I think I was handling the cancer pretty well. Hearing the words “cancer” and “incurable” were hard enough. Going through a bone marrow transplant was very challenging. Contracting pneumonia on top of it, experiencing the brink of death, was almost unbearable, except for your peace. Continuing to live with the knowledge that is will come back can be despairing.

But you have been with me through it all. I re-learned the simple concept of “spiritual breathing” (exhaling sin/lack of faith and inhaling the peace and power of the Holy Spirit) in the midst of different circumstances. My circumstances had changed, but your Holy Spirit had not.

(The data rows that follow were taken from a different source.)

Issue #2642, opened 2023-01-30
[NV-1608] 🐛 Bug Report: `subject` as a variable is not working in subject


chavda-bhavik:
### 📜 Description

We have the facility to change variables like below.
![image](https://user-images.githubusercontent.com/50201755/215398675-b1aeddf0-ed83-4f11-a52b-78f4939dc5dc.png)
But variables are not getting replaced in `subject`.

### 👟 Reproduction steps

1. Create a notification
2. Add `Email` in the notification template.
3. Edit the `Email` and define the variable in a subject like, `Hello {{name}}` with any content.
4. Trigger the email with a variable value in payload defined like, `{ "name": "John" }`
5. See the received email

Received email will be having subject as `Hello {{name}}` even though `name` is passed in the payload.

### 👍 Expected behavior

Payload variables should be replaced in the `subject` of the email.

### 👎 Actual Behavior with Screenshots

It send email with a subject like `Hello {{name}}`

### 👀 Have you spent some time to check if this bug has been raised before?

- [X] I checked and didn't find similar issue

### 🏢 Have you read the Contributing Guidelines?

- [X] I have read the [Contributing Guidelines](https://github.com/novuhq/novu/blob/main/CONTRIBUTING.md)

### Are you willing to submit PR?

Yes I am willing to submit a PR!

<sub>[NV-1608](https://linear.app/novu/issue/NV-1608/🐛-bug-report-variables-in-subject-are-not-getting-replaced)</sub>

oba2311:
@LetItRock  / @scopsy  - how long has this been not working? 🤔

scopsy:
Need to reproduce this, to make sure. There supposed to be a test case for this, so it would be very strange if it's not working. Wll need to investigate

scopsy:
@ainouzgali could add here you latest findings regarding this ticket?

jainpawan21:
{{subject}} is not working, rest other variables are working.
Bhavik said he wants to work on this

PR #2676, opened 2023-02-05
Fix: Subject named variable not assigning

chavda-bhavik:
variable with the `subject` was getting overridden in the `compile-template usecase`. So, I removed the line overriding the `subject` variable.

#2642 

Added a test case covering the `subject` variable is getting replaced properly in `email subject` and `email body`.


ainouzgali (approved):
Thanks @chavda-bhavik ! Great catch!

PR #2691, opened 2023-02-07
feat: exclude actor from topic event

ainouzgali:

To exclude the actor from getting the events, exclude him from the subscribers of the topic. 

As usually, the actor of an action will not expect to receive notification on the action they just performed.


scopsy (approved):

scopsy:
@ainouzgali could you please also mention this behaviour in the docs section?

PR #2694, opened 2023-02-07
fix: missing indexes for count query

scopsy:

Add environmentId to the query to avoid collections scans on it and limited the amount of objects scanned until reached limit

The current query is not utilizing indexes properly since an index on organizationId does not exists


scopsy:
@davidsoderberg I know this will make it per environment and not per organization, but due to indexing and performance issue we must make this change. Queries here are taking 60 seconds in some cases

davidsoderberg:
> @davidsoderberg I know this will make it per environment and not per organization, but due to indexing and performance issue we must make this change. Queries here are taking 60 seconds in some cases

It is okay as long as we are aware of now giving 1000 emails each month :)

davidsoderberg (approved):

scopsy:
@davidsoderberg why 1000 and not 600 total?

davidsoderberg:
> @davidsoderberg why 1000 and not 600 total?

haha 600 I mean, did read the changed test right before writing the comment :P

PR #2701, opened 2023-02-08
NV-1582 bug report node package does not allow

### LINKED ISSUE #2603: [NV-1582] 🐛 Bug Report: Node package does not allow data key in overrides
### 📜 Description

Trying to pass a data key in `fcm` overrides as described by the [docs](https://docs.novu.co/channels/push/fcm) causes type errors because of a missing data key in `ITriggerOverrideFCM` (see [here](https://github.com/novuhq/novu/blob/next/packages/node/src/lib/events/events.interface.ts#L64)).

You get `Object literal may only specify known properties, and 'data' does not exist in type 'ITriggerOverrideFCM`.

### 👟 Reproduction steps

Attempt to use the `data` key as described by the docs:

```

const novu = new Novu(process.env.NOVU_API_KEY);

novu.trigger('event-name', {
  to: {
    subscriberId: '...',
  },
  payload: {
    abc: 'def', // If the notification is a data notification, the payload will be sent as the data
  },
  overrides: {
    fcm: {
      type: 'notification',
      // type: 'data' => will turn this into a FCM data notification, where the payload is sent as a data notification
      data: {
        key: 'value',
        // If type is "notification", you can use the "data" override to send notification messages with optional data payload
      },
    },
  },
});
```

### 👍 Expected behavior

It should not produce type errors.

It produces type errors.

_No response_

None

<sub>[NV-1582](https://linear.app/novu/issue/NV-1582/🐛-bug-report-node-package-does-not-allow-data-key-in-overrides)</sub>

scopsy:
- Added a new data property to the overrides of fcm
- Made override keys as optional
- Added a test for it

This closes #2603

### DIFF
--- a/packages/node/src/lib/events/events.interface.ts
+++ b/packages/node/src/lib/events/events.interface.ts
@@ -75,6 +75,7 @@ export type ITriggerOverrideFCM = {
   clickAction?: string;
   titleLocKey?: string;
   titleLocArgs?: string;
+  data?: Record<string, any>;
 };
 
 export type IAPNSAlert = {
--- a/packages/node/src/lib/events/events.interface.ts
+++ b/packages/node/src/lib/events/events.interface.ts
@@ -47,13 +47,13 @@ export type ITriggerOverrides = {
     | 'plivo'
     | 'postmark'
     | 'sendgrid'
-    | 'twilio']: object;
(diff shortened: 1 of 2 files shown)


BiswaViraj (approved):
🌟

And I’ve done pretty good with it. Sure their were moments, but as I look back, I did pretty good trusting you. My friends and family came around me, each trying to encourage me as they tried to deal with their own emotions and fears of death. And I’ve enjoyed these years of relative health as the cancer is growing slowly. I’ve gotten back into a routine, loving life, busy doing things I enjoy and I feel you have called me to. I’ve tried to be obedient.

Maybe that is why I am here? Maybe in the midst of feeling good about my walk with you, you wanted me to dig deeper. In the midst of my business, maybe you wanted me to listen harder.  In the midst of what I thought was obedience, maybe you needed to get my attention.

Well, it worked. You got my attention. I’m listening. What do you want to say?